Several years ago there weren't many good choices for tools to execute containers. But today, there are good tools readily available. And thanks to OCI standards, you can often swap in alternate container runtimes. Docker (the tool) has an architecture that is optimized for solving complex use cases (coincidentally use cases that Docker the company makes money from). Because of this, my conclusion - drawn from using Docker for several years - is that Docker is unsuitable for many common use cases. If you care about low container startup/teardown overhead, low latency when interacting with containers (including spawning processes from outside of them), and for workloads where Docker's storage model interferes with understanding or performance, I think Docker should be avoided. A simpler tool (such as runc or even bubblewrap) should be used instead.

Call me a curmudgeon, but having seen all the problems that Docker's complexity causes, I'd rather see my containers resemble a tarball that can easily be chroot()'d into. I will likely be revisiting projects that use Docker and replacing Docker with something lighter weight and architecturally simpler. As for the use of Docker in the more complex environments it seems to be designed for, I don't have a meaningful opinion as I've never really used it in that capacity.
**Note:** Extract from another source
PR #316, opened 2016-12-13
Fixes #17648 - Added support for attributes inheritance

ShimShtein:
Changed HostConverter.to_managed to automatically call attribute inheritance mechanism when a new set of attributes is introduced.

But given my negative experiences with Docker over the years, I am definitely biased against Docker and will lean towards simpler products, especially if their storage/filesystem management model is simpler. Docker introduced containers to the masses and they should be commended for that. But for my day-to-day use cases for containers, Docker is simply not the right tool for the job.

I'm not sure exactly what I'll replace Docker with for my simpler use cases. If you have experiences you'd like to share, sharing them in the comments will be greatly appreciated.